Old town hall and court house is a Grade II listed building in the Cornwall local planning authority area, England. Town hall. 1 related planning application.
Old town hall and court house
- WRENN ID
- patient-baluster-claret
- Grade
- II
- Local Planning Authority
- Cornwall
- Country
- England
- Type
- Town hall
- Source
- Historic England listing
Description
The Old Courthouse, formerly known as the Old Town Hall, is a town hall that has been converted into a club. It was built in 1850 by Robert Blee and has been altered since its original construction. The building is made of granite ashlar and features a slate roof. It has a double-depth plan, is two storeys high, and consists of three symmetrical bays in the Doric style. Notable architectural features include raised quoins, a first-floor string-course, and a triglyph frieze.

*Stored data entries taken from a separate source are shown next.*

Issue #7031, opened 2023-10-23
Upgrade typhonius/acquia-php-sdk-v2 to 3.x


joewhitsitt:
It might be worth checking if we can make the jump to the newest version of this library. Here is full diff:
https://github.com/typhonius/acquia-php-sdk-v2/compare/2.0.15...3.0.9

There are a couple breaking changes in the 3.x branch, but it seems like those may not affect us or would be easy enough to update our code to fix: https://github.com/typhonius/acquia-php-sdk-v2/releases/tag/3.0.0

_Originally posted by @pyrello in https://github.com/uiowa/uiowa/issues/5738#issuecomment-1589443384_

PR #10106, opened 2026-09-01
Final BLT removal

### LINKED ISSUE #5359: Incorrect stage_file_proxy settings after site launch
# Problem

Our BLT setup is supposed to set the stage_file_proxy origin URL to the site's prod. ~~Instead, new sites seem to be getting `default.prod.drupal.uiowa.edu` always~~ - _this was fixed_

Once a website goes live, the stage_file_proxy settings are not updated and are are overwritten each time the site provision command is run.

# Workaround

- Manually override the local.settings.php associated with the site.

# Proposed Solution

- Detect that the website no longer has an internal production domain and switch to their live URL.

### LINKED ISSUE #9858: Finalize BLT replacement (cleanup + replace BLT settings cascade)

### LINKED ISSUE #10033: multisite:create --dry-run does not show the options that shape the site
## Problem

`sn multisite:create --dry-run` prints the plan, but not the option values that shape the site it would create. A dry run with `--site-name`, `--requester`, and `--split` renders the same plan as one without them:

```
  multisite:create testsite.org.uiowa.edu

  Application:   uiowa09
  Database:      testsite_org_uiowa_edu
  Reason:        Fewest sites (87) among eligible apps.

  Validation: PASS

  Actions:
    · Create cloud DB testsite_org_uiowa_edu on uiowa09
    · Copy docroot/sites/default → docroot/sites/testsite.org.uiowa.edu
    ...
    · Write docroot/sites/testsite.org.uiowa.edu/blt.yml
```

Those values land in the site's `blt.yml`, which a dry run does not write, so there is nothing to inspect either. The result is that a mistyped or dropped option cannot be caught before the real run.

Surfaced by @joewhitsitt while testing #10018, where a dry run could not confirm that `--site-name` was being passed.

## Open questions

- Which values the plan should show. Site name, requester, and splits are the ones that reach `blt.yml`; the app and database are already displayed.
- Whether to show them as their own lines, or as a preview of the `blt.yml` that would be written.
- Whether an option that will be ignored should say so, for example `--site-name` given with a value that ends up unused.

_Drafted by Claude (Opus 5) on behalf of @pyrello_

joewhitsitt:
Resolves #9858
Resolves #5359
Resolves #10033

Does not eliminate deprecation warnings such as those stemming from HtmlDiff or [typhonius/acquia-php-sdk](https://github.com/uiowa/uiowa/issues/7031)

# Summary

## Per-site files (+1,300 x 4)

- `settings.php` - Swapped the BLT settings include for DRS's, and normalized the trailing doc comment to DRS's exact wording so drush settings doesn't re-append a duplicate on every run. 
- `settings/default.local.settings.php` - Swapped Acquia\Blt\Robo\Common\EnvironmentDetector for DRS's own Acquia\Drupal\RecommendedSettings\Helpers\EnvironmentDetector (same methods) but the BLT class no longer exists. Also restores the `stage_file_proxy.settings.origin` line that BLT's `postSourceBuildSettings` used to write into `local.settings.php` on every regeneration (lost when `ReplaceCommands.php` was removed), now defaulting to the site's own live URL instead of its internal Acquia production domain - resolves #5359.
- `settings/default.includes.settings.php` - Updated the unused stub's cascade diagram/wording from blt.settings.php to acquia-recommended.settings.php. 
- `blt.yml to drs/config.yml` (renamed) - Consolidated the BLT-named per-site metadata file into DRS's own config file. DRS already reads drs/config.yml for the DB name so folding in the rest removes a stray "blt"-named file and a data duplication. The `uiowa.stage_file_proxy.origin` key some existing sites still carry here is no longer read by anything - superseded by the `settings/default.local.settings.php` change above.

## Everything else

  - `.ddev/commands/web/blt` - removed, no vendor/bin/blt left to shim.
  - `.travis.yml` - comment update, dropped stale "still using BLT command hook" note.
  - `README.md` - rewrote BLT-specific setup/workflow sections for DRS + ./sn.
  - `blt/.gitignore, blt/.schema_version, blt/blt.yml ` - removed with the rest of blt/.
  - `blt/src/Blt/Plugin/Commands/ReplaceCommands.php` - removed; guarded BLT-only Robo commands that can't run once BLT/Robo is gone.
  - `composer.json` - removed acquia/blt/acquia/blt-multisite, added acquia/drupal-recommended-settings + its operations override to use our own local-settings template.
  - `composer.lock` - regenerated to match.
  - `config/README.md, config/envs/{README,ci,dev,local,prod,stage}/README.md, config/features/README.md ` - swapped dead BLT doc links for a current Acquia config_split doc; one comment recredited to the deploy's config-import step instead of "BLT's configuration integrity checks."
  - `drs/config.yml` (new) - project-wide local DB credentials DRS needs; BLT's equivalent lived in blt/local.blt.yml.
  - `drush/Commands/UiowaCommands.php` - swapped ./vendor/bin/blt drupal:update for ./sn site:update in the post-sql:sync hook.
  - `hooks/{dev,prod,test,stage}/post-files-copy/*` - removed; BLT's post-files-copy hook was a no-op stub, never overridden here.
  - `patches/README.md` - reworded a sentence crediting BLT for triggering patches (it's cweagans/composer-patches itself).
  - `phpcs.xml, phpcs.xml.dist ` - ruleset renamed blt to uiowa.
  - `salt.txt` - reworded the placeholder text from "blt-expects..." to "drs-expects...".
  - `scripts/ci/lint.sh` - dropped blt/src from linted paths.
  - `sitenow/src/Command/MultisiteCreateCommand.php` - new sites now get one drs/config.yml instead of blt.yml, and local settings are generated via drush settings --uri= instead of blt:init:settings. Also dropped the now-unused stage_file_proxy.origin from the generated drs/config.yml (see the settings/default.local.settings.php note above). While touching this file: --dry-run now also shows site-name, requester, and config split when passed, since those land in drs/config.yml (which a dry run never writes) and previously had no way to be checked before the real run - resolves #10033.
  - `sitenow/src/Command/MultisiteDeleteCommand.php` - DB-name confirmation check now reads drs/config.yml instead of blt.yml.
  - `sitenow/src/Command/MultisiteInstallCommand.php` - docblock update (blt.yml to drs/config.yml).
  - `sitenow/src/Command/SiteInstallCommand.php` - siteConfig()/profile() now read drs/config.yml instead of blt.yml/blt/blt.yml.
  - `sitenow/src/Command/SiteSyncCommand.php` - auto-generates a site's local.settings.php before syncing if one doesn't exist yet, covering first-time syncs.
  - `sitenow/src/Traits/SiteNowCommandsTrait.php` - removed a stale `@todo Move out of BLT` comment.
  - `sitenow/src/Utility/Multisite.php` - updated an exception message from "...by BLT" to "...by DRS".
  - `tests/README.md` - rewrote BLT's local.blt.yml-driven test-selection instructions to plain vendor/bin/phpunit CLI usage.
  - `tests/phpunit/src/Unit/FilesystemTest.php` - updated assertions/fixtures for drs/config.yml and the new settings.php require line.
  - `tests/phpunit/src/Unit/MultisiteCreateTest.php` - variable rename ($blt to $drs); dropped the stage_file_proxy assertion and the now-removed prod_domain parameter, otherwise assertions/shape unchanged. Added coverage for the new dry-run summary rows (#10033).
  - `tests/phpunit/src/Unit/MultisiteDeleteTest.php` - updated fixtures to write drs/config.yml instead of blt.yml.
  - `tests/phpunit/src/Unit/SiteInstallTest.php` - updated fixtures/assertions for drs/config.yml (per-site and repo-root profile source).
  - `assets/appSearch.css, assets/appSearch.js, index.html` - needed to be updated to use new manifest file, but browser policy is preventing it from fetching/working currently. seldom used. removing for now.

# How to test

## [One-time steps](#one-time-steps)

_after pulling this branch (everyone needs to run this once)_

Existing `local.settings.php` files reference a BLT class that's now gone, which breaks even basic `drush` commands (`drush list`, `drush status`) until fixed. This one-liner patches just the broken `use` line - it does not touch any hand-edited customizations (aggregation toggles, `stage_file_proxy`, credentials) below it:

```
find docroot/sites -path '*/settings/local.settings.php' -exec perl -pi -e \
  's/use Acquia\\Blt\\Robo\\Common\\EnvironmentDetector;/use Acquia\\Drupal\\RecommendedSettings\\Helpers\\EnvironmentDetector;/' {} +
```

Existing `local.settings.php` files also either carry the old, stale `stage_file_proxy` origin (an internal Acquia domain, sometimes just wrong, e.g. `default.prod.drupal.uiowa.edu` on every site) or none at all. This corrects or adds it, defaulting each site to its own live URL:

```
find docroot/sites -path '*/settings/local.settings.php' | while read -r f; do
  site=$(echo "$f" | sed -E 's#docroot/sites/([^/]+)/settings/local\.settings\.php#\1#')
  if grep -q "stage_file_proxy.settings'\]\['origin'\]" "$f"; then
    perl -pi -e "s#\\\$config\['stage_file_proxy\.settings'\]\['origin'\] = '.*?';#\\\$config['stage_file_proxy.settings']['origin'] = 'https://$site';#" "$f"
  else
    printf "\n\$config['stage_file_proxy.settings']['origin'] = 'https://%s';\n" "$site" >> "$f"
  fi
done
```

Run both once, then `ddev drush status` should work again.

## Testing checklist

*1. Composer / bootstrap*

- `ddev composer install` - confirm no `acquia/blt` in the output, `acquia/drupal-recommended-settings` installs
- `ddev drush @default.local status` (or any site) - bootstraps and connects

*2. `multisite:create` (the big one)*

- `./sn umc <test-site>.uiowa.edu --dry-run --requester=<hawkid> --site-name="Test Site" --split=event` - review the plan; confirm it shows one `Write .../drs/config.yml` step, not `blt.yml`, and confirm the summary at the top shows `Site name`, `Requester`, and `Config split` rows with the values you passed (#10033)
- Run the same dry-run without those three options and confirm those rows disappear entirely rather than showing blank
- Run it for real against a throwaway site (`--no-commit --no-db` if you don't want a real cloud DB yet)
- Verify the new site's `settings.php` has the DRS require line, not a BLT one
- Verify `docroot/sites/<site>/drs/config.yml` exists with `project`, `drush`, `drupal.db.database`, and `uiowa` keys (the old `blt.yml` shape, same file now)
- Verify `local.settings.php` was generated with the correct DB name and DDEV host (`db`/`db`/`db`)
- Verify `sites.php` aliases and `sitenow/manifest.yml` got the new entries
- Discard everything this step created before moving on, so your tree is clean for the delete check below:
```
git checkout -- docroot/sites/sites.php sitenow/manifest.yml
rm -rf docroot/sites/<test-site>.uiowa.edu drush/sites/<test-site-id>.site.yml
```

*3. `site:install` / `multisite:install`*

Use an already-existing site here, not the throwaway one from step 2 (that one got discarded).

Test this in DDEV only - `site:install` can also run directly against a real Acquia Cloud environment (it only requires DDEV when it's not on Acquia), but that's not something to exercise as part of reviewing this PR.

Note: `--dry-run` on a not-yet-installed site only reports its classification (e.g. `absent`) and exits - it does not preview the `site-name`/`requester`/`config.split` values from `drs/config.yml`. Those are only read and applied for real, inside `reconcile()`. So there's no dry-run preview for this one; verify by running it for real and checking the result.

- `ddev sn site:install <test-site>.uiowa.edu --dry-run` - just confirms the site's classification (absent/partial/installed); not a preview of drs/config.yml values
- Run it for real, then `ddev drush @<test-site>.local uli` and open the link. Confirm, for whichever of these you set in drs/config.yml: the site name changed, the requester was added as a user, and the config split's content type/config landed

*4. `site:sync` (first-time vs. repeat)*

- Most sites already have a `local.settings.php` from past `blt bis` runs, so simulate a never-synced site: `rm docroot/sites/<site>/settings/local.settings.php`, then run `ddev sn site:sync <site>` - confirm the new "Generate local settings" step fires automatically, then the sync proceeds
- Run it again on a site you already have locally - confirm no regeneration step, normal sync behavior
- `ddev sn sync:all` with a couple of sites in `sitenow/local.sites.yml` - same check, since it just shells out to `site:sync` per site

*5. `multisite:delete`*

Dry-run only - `multisite:delete` (like `multisite:create`) refuses to run against a dirty working tree, which this branch's own tree usually is mid-review. A dry run for an existing site still needs a clean tree, so make sure step 2's discard actually happened first.

- `./sn umd <existing-site>.uiowa.edu --dry-run` - confirm the DB-name confirmation check reads `drs/config.yml` and passes

*6. Automated checks (should already be green, but worth a glance)*

- `ddev exec vendor/bin/phpunit tests/phpunit/src/Unit/` - 295 tests pass
- `ddev ci lint` - phpcs clean

# Follow-up

- Upon merge to `main` everyone pulling the project needs to run the "One-time step" above.
- Created follow-up https://github.com/uiowa/uiowa_auth/issues/17
- Team agreed on a scheduled deployment for this during issue refinement.
- Deploy `main` to `develop` to get envs in-sync and to confirm no major issues with dev/stage before deployment to prod.


joewhitsitt:
Screenshot 2026-09-02 at 2 31 32 PM

🫣 

<details>
Andre300 Yes GIF by Chris Piascik
</details>

GaryRidgway:
Pulling to test

GaryRidgway:
For testing section 3, it says use an existing site, but if I sync down an existing site would already have a db created that has been installed, yes?

Do I need to sync a site down, drop the db, and then try and install it?

joewhitsitt:
Of all the 1300 sites in the manifest, sync a site you haven't previously synced the db locally for. Some lab/org site, not sandbox/admissions/etc. By default the site exists in the repo only, the db on your machine has not been stubbed out and populated.

GaryRidgway:
For testing section 4, it says "sync a site that you haven't synced before, has no local.settings.php file". But ALL my sites in my `docroot/sites` have a local.settings.php file.

joewhitsitt:
Did you do the one-time step at the top of the instructions?

GaryRidgway:
> Did you do the one-time step at the top of the instructions?

I copied and ran it, but perhaps it did not work. ~~I'll try it again~~

Checked with Claude and it worked. Still the only two sites that don't have a `local.settings.php` for me are are the new `choirs.music.uiowa.edu` and `strings.studio.uiowa.edu` sites. I can try using those.

joewhitsitt:
okay. yeah sorry, I realized that you probably have one for every site since you last ran a umc/blt bis. if hadn't identified those two, it would be just to delete a local.settings.php file for a site you know you have never synced locally before.

GaryRidgway:
I am having trouble syncing a new site. Did some chatting with Claude and came to the conclusion that the grant for permissions to change DB stuff is done in `scripts/ci/setup.sh#70`, which is only ever ran if you have done the test suite, and not on `ddev restart` or `ddev sn`. 

Because this branch introduced the following structure in `drs/config.yml`:

```

drupal:
  db:
    username: db
    password: db
    host: db

```

It now actually CONSUMES the grant given in the test suite.

We should probably be checking/setting that permission in either `ddev restart` or `ddev sn` I think?

joewhitsitt:
Okay. I was hoping to get rid of root/root as BLT had it, but we might need to switch back. For some reason, I didn't encounter that

```
    username: root
    password: root
```

joewhitsitt:
We have been using a plain-jane ddev mysql since we adopted it back when we switched from drupalvm. So until we have a use-case for using db/db and overriding permissions to do what we need i think it is just easier to go back to root/root

GaryRidgway:
As I'm testing, and realizing that when someone else deletes a site and another person pulls it, they might still have leftover files in their local repo because it doesn't completely delete everything in a site directory. Since git allows for some of the ignored files to stay it's going to orphan some of those directories. When I ran step six and tried to get all the tests to pass I still had a few remaining sites left over and it failed on those. It will definitely fail again, unless we create a prune step in our composer install or our git pull or whatever.

GaryRidgway (approved):
After all the struggles I was having with my local, I was able to test this completely and it is working as intended!

joewhitsitt:
The site dir orphans from deprovisions isn't new but I totally hear you. I think in the past, a combination of `git clean -fd docroot/sites && ddev mutagen sync` has helped my local get up to speed with those types of remnants.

At the center of the façade, there is a wide recessed porch supported by Tuscan columns arranged distyle in antis. The porch includes a triglyph frieze with roundels on the metopes and a cornice, as well as channelled rustication finished as quoins around the entrance. The entrance has panelled double doors, with the top panels being glazed. Above the porch is a tripartite sashed window set within an architrave with pilaster jambs, a plain frieze, and a prominent cornice. Each floor has two 12-pane sashed windows; the ground floor windows have quoined surrounds, stepped voussoirs, and panelled aprons, while the upper floor windows feature broad shouldered architraves. The building is topped with a crowning frieze of triglyphs adorned with wreaths and has mutules beneath the projecting eaves. Gable chimneys complete the exterior.
Inside, there is an imperial staircase with stick balusters, and a full-width room on the first floor that was formerly used as a courtroom, though it has been altered.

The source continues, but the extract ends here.